Task directions: Copy each line of the material beneath that holds the word "array".

Data for analysis:
PR #312, opened 2019-02-25
Aden 8206 TSLint

Bielik20:


examples/bidders/a9/script.ts
```diff
@@ -1,5 +1,5 @@
+import { Apstag, bidders, cmp } from '@wikia/ad-bidders';
```
fraszczakszymon: 🎉

spec/ad-engine/video/player/porvata/ima/google-ima.spec.ts
```diff
@@ -1,3 +1,4 @@
+/* tslint:disable:function-name */
```
fraszczakszymon: What do you think about adding it to spec/tslint.json?

src/ad-engine/providers/gpt-provider.ts
```diff
@@ -186,20 +186,23 @@ export class GptProvider {
...
-					if (!slotId) {
-						logger(logGroup, 'destroySlots', "slot doesn't return element id", slot);
-					} else if (slotNames.indexOf(slotId) > -1) {
-						return true;
-					}
-
-					return false;
-				  })
-				: allSlots;
+		let slotsToDestroy;
```
fraszczakszymon:
```suggestion
		let slotsToDestroy = allSlots;
```
by default? (without else statement)

spec/ad-engine/video/player/porvata/ima/google-ima.spec.ts
Bielik20: This is actually not necessary (good catch 👍 ) because of `// tslint:disable-next-line` latter in the files. Unfortunately the second one is required.

PR #315, opened 2019-02-27
ADEN-8429 Finish first call queue if there are no first call slots en…

jacekbj:
…abled.


examples/slots/disabled-first-call/script.ts
```diff
@@ -0,0 +1,11 @@
+import { AdEngine, btfBlockerService, context } from '@wikia/ad-engine';
+import { SlotConfig } from '../../../src/ad-engine/models';
```
fraszczakszymon: Not needed

examples/slots/disabled-first-call/script.ts
```diff
@@ -0,0 +1,11 @@
+import { AdEngine, btfBlockerService, context } from '@wikia/ad-engine';
```
fraszczakszymon: Not needed `btfBlockerService`

examples/slots/disabled-first-call/script.ts
fraszczakszymon: Shouldn't lint catch that?

PR #317, opened 2019-03-01
ADEN-8383 Add option to disable onScrollPush for SlotInjector

dmnsobczak:


src/ad-engine/services/slot-injector.ts
```diff
@@ -16,19 +16,22 @@ function findNextSuitablePlace(anchorElements = [], conflictingElements = []) {
...
+	if (!disablePushOnScroll) {
+		context.push('events.pushOnScroll.ids', slotName);
+	}
 
 	return container;
 }
 
 class SlotInjector {
-	inject(slotName, insertBelowScrollPosition = false) {
+	inject(slotName, insertBelowScrollPosition = false, disablePushOnScroll = false) {
```
fraszczakszymon: I believe we could get both `insertBelowScrollPosition` and `disablePushOnScroll` directly from config which is available in the line below

dmnsobczak: You right, changed.

PR #318, opened 2019-03-01
ADEN-8464 Add VMG adapter

fraszczakszymon:


src/ad-bidders/prebid/adapters/vmg.ts
```diff
@@ -0,0 +1,25 @@
+import { BaseAdapter } from './base-adapter';
+
+export class Vmg extends BaseAdapter {
+	constructor(options) {
```
jacekbj: Please replace constructor with:
```
bidderName = 'vmg';
```

PR #320, opened 2019-03-01
Add some utils types

Bielik20:
As far as TS in general is concerned. I have came up with some "guidelines" on how to use types. Unfortunately I wasn't able to find a rule that would do this automatically.

### Guidelines Proposition

```ts
// BAD (this hurts my eyes to read)
let labels: Map<string, string> = new Map<string, string>();
// GOOD (type is obvious)
let labels = new Map<string, string>();
```

```ts
// BAD (in a diff, it's not obvious what this type is)
let labels = this.buildLabels();
// GOOD
let labels: Map<string, string> = this.buildLabels();
```

```ts
// BAD - IDE kind of looses types with that syntax
array.map((x) => x * 2);
// GOOD - way better, it is obvious what we are dealing with
array.map((x: number) => x * 2);
```

```ts
// GOOD
array.map((x = 2) => x * 2);
// BAD
array.map((x: number = 2) => x * 2);
```

```ts
// GOOD? - there is no good type for reject or resolve
// Or maybe there is?
new Promise<void>((resolve, reject) => ...)
```
### Plus Actual Rule

```json
"typedef": {
	"severity": "warning",
	"options": ["call-signature"]
},
```
```ts
// BAD
function noop() {
    return;
}
// GOOD
function noop(): void {
    return;
}
```

### No Implicit Any

Additionally I strongly encourage everyone to fix types with "noImplicitAny" option set to true. You set it in `tsconfig.json`:

```json
{
	"compilerOptions": {
                 ...
		"noImplicitAny": true,
                 ...
	},
}
```

We do not have this turned on right now, because it will almost double a number of TypeScript errors. Still if you are working with types, you should turn it on at least temporarily.

## Summary

I would like us to discuss this proposition as a "general" rule for ad-engine types.


src/ad-engine/utils/document.ts
```diff
@@ -23,5 +23,5 @@ export function getDocumentVisibilityStatus() {
 			status = VISIBILITY_STATUS.notImplemented;
 	}
 
-	return status;
+	return status as VisibilityStatusType;
```
jacekbj: Asserting type (I think) can be avoided by defining `VisibilityStatusType` the following way:
```type VisibilityStatusType = VISIBILITY_STATUS.hidden | VISIBILITY_STATUS.visible | VISIBILITY_STATUS.notImplemented```. Am I right?

File: src/ad-engine/utils/flow-control.ts [hunk 2]
```diff
@@ -20,10 +22,11 @@ export const defer = (fn, ...args) =>
 		setTimeout(() => resolve(fn(...args)), 0);
 	});
 
-export function once(emitter, eventName, options = {}) {
-	const isObject = typeof emitter === 'object';
-	const hasAddEventListener = isObject && typeof emitter.addEventListener === 'function';
-	const hasOnce = isObject && typeof emitter.once === 'function';
+export function once(emitter: EventEmitter, eventName: string, options = {}): Promise<any> {
```
jacekbj: `emitter` can be i.e. `window` object. Are you sure it's not raising any errors?

jacekbj: One solution would be to set type as `emitter: EventEmitter | Window`.

src/global-types/current-device.d.ts
```diff
@@ -0,0 +1,55 @@
+declare module 'current-device' {
```
jacekbj: open source is waiting for your PR!
https://github.com/matthewhudson/current-device/issues/181

src/ad-engine/utils/document.ts
Bielik20: Cool idea, but it doesn't work... at least for me.

PR #327, opened 2019-03-07
ADEN-8426 Pass campaignId to slot listeners

dmnsobczak:


fraszczakszymon:
Would you please expose it to DOM too?
https://github.com/Wikia/ad-engine/blob/dev/src/ad-engine/services/slot-data-params-updater.ts#L19

PR #328, opened 2019-03-07
ADEN-8485 Add default values for context.get

Bielik20:


fraszczakszymon:
Discussed offline: we decided to extend context.get method so it takes second argument -- `defaultValue = null`.

PR #331, opened 2019-03-11
Annotate AdSlot class.

jacekbj:


jacekbj:
Synthetic tests pass 👍

PR #817, opened 2020-06-08
ADEN-10311 Sync BFT with SafeFanTakeover

Bielik20:


src/ad-products/templates/safe-uap/safe-big-fancy-ad-proxy.ts
```diff
@@ -14,6 +14,7 @@ export class SafeBigFancyAdProxy {
 
 	loadTemplate(): void {
 		this.createNewAdSlotIframe();
+		this.finishFirstCallIfBfaa();
```
Bielik20, line 17: Is this the right place?
Is this the right name?

PR #818, opened 2020-06-09
ADEN-10305 | Remove amazon from targeting when bid expired

bckatarzyna:


src/ad-engine/video/vast-url-builder.ts
```diff
@@ -41,6 +41,8 @@ function getCustomParameters(slot: AdSlot, extraTargeting: Dictionary = {}): str
 		...extraTargeting,
 	};
 
+	validateAmazonBid(params);
```
fraszczakszymon, line 44: I have mixed feelings about coupling `vast-url-builder` with A9/amzn parameters. What do you think about dispatching custom event here? For example `INVALIDATE_TARGETING`. Then in the A9 module, we could listen for this event and filter out expired bids.

src/ad-bidders/a9/index.ts
```diff
@@ -328,14 +345,23 @@ export class A9Provider extends BidderProvider {
...
 		this.bids[slotName] = {};
 		keys.forEach((key) => {
 			if (this.targetingKeys.indexOf(key) === -1) {
 				this.targetingKeys.push(key);
 			}
 			this.bids[slotName][key] = bidTargeting[key];
 		});
+
+		if (context.get(`slots.${slotName}.isVideo`)) {
+			this.bids[slotName]['amznExpirationDate'] = expirationDate.toString();
```
fraszczakszymon, line 363:
```suggestion
			this.bids[slotName]['amznExpirationDate'] = expirationDate.toString();
			this.targetingKeys.push('amznExpirationDate');
```

src/ad-engine/video/vast-url-builder.ts
```diff
@@ -41,6 +41,8 @@ function getCustomParameters(slot: AdSlot, extraTargeting: Dictionary = {}): str
 		...extraTargeting,
 	};
 
+	eventService.emit(events.INVALIDATE_SLOT_TARGETING, params);
```
fraszczakszymon, line 44: We're losing reference to AdSlot targeting object here. In fact, we'll remove amzn bids from params here, but they will still be available on slot level.

src/ad-bidders/a9/index.ts
```diff
@@ -90,6 +94,18 @@ export class A9Provider extends BidderProvider {
...
 
+	private invalidateSlotTargeting(params: Dictionary) {
+		const expirationDate = Date.parse(params.amznExpirationDate);
+		const currentDate = new Date().getTime();
+
+		if (expirationDate < currentDate) {
+			delete params.amznExpirationDate;
+			delete params.amznbid;
+			delete params.amzniid;
+			delete params.amznp;
```
fraszczakszymon, line 105: What do you think about:
```suggestion
			// adSlot needed
			const slotAlias = this.getSlotAlias(adSlot.getSlotName());

			delete this.bids[slotAlias];
			this.targetingKeys.forEach((key: string) => {
				context.remove(`slots.${adSlot.getSlotName()}.targeting.${key}`);
			});
```

PR #819, opened 2020-06-10
ADEN-10313 SafeFanTakeOverElement boxads.

jacekbj:


src/ad-products/templates/safe-uap/safe-fan-takeover-element.ts
```diff
@@ -37,17 +37,41 @@ export class SafeFanTakeoverElement {
...
+		const divContainer = document.createElement('div');
+		const iframeBuilder = new utils.IframeBuilder();
+		let imageUrl = SafeFanTakeoverElement.config.desktop.images.boxad300x250;
+		let height = '250px';
+		const width = '300px';
+
+		if (this.adSlot.getCreativeSize() === '300x600') {
+			imageUrl = SafeFanTakeoverElement.config.desktop.images.boxad300x600;
+			height = '600px';
+		}
```
Bielik20, line 64: My personal bias. I would close it inside some method `getBoxadProperties`, something like that:

```ts
private loadBoxad(): void {
  ...
  const { height, width, imageUrl } = this.getBoxadProperties();
  ...
}

private getBoxadProperties(): BoxadProperties {
  if (this.adSlot.getCreativeSize() === '300x600') {
    return {
      width: '300px',
      height: '600px',
      imageUrl: SafeFanTakeoverElement.config.desktop.images.boxad300x600,
    };
  }

  return {
    width: '300px',
    height: '250px',
    imageUrl: SafeFanTakeoverElement.config.desktop.images.boxad300x250,
  }
}
```

To make that "decision" moment stand out more. So that it wouldn't be missed. But that is just a suggestion.

PR #838, opened 2020-06-30
ADEN-10317 Implement WatchingThat plugin for JWPlayer

fraszczakszymon:


src/ad-products/video/jwplayer/watching-that/index.ts
```diff
@@ -0,0 +1,47 @@
...
+				window.wtAdTracer({ apiKey }, player.getContainer().id);
+			} catch (e) {
+				utils.warner(logGroup, 'Failed to initialize WatchingThat plugin', e);
+			}
+		});
+	}
+
+	isEnabled(): boolean {
+		return (
+			!!context.get('options.video.watchingThat.enabled') &&
```
dmnsobczak, line 31: I think that `!!` is unnecessary here.

dmnsobczak (approved):

src/ad-products/video/jwplayer/watching-that/index.ts
nandy-andy: Discussed offline :)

Response to the task:
array.map((x) => x * 2);
array.map((x: number) => x * 2);
array.map((x = 2) => x * 2);
array.map((x: number = 2) => x * 2);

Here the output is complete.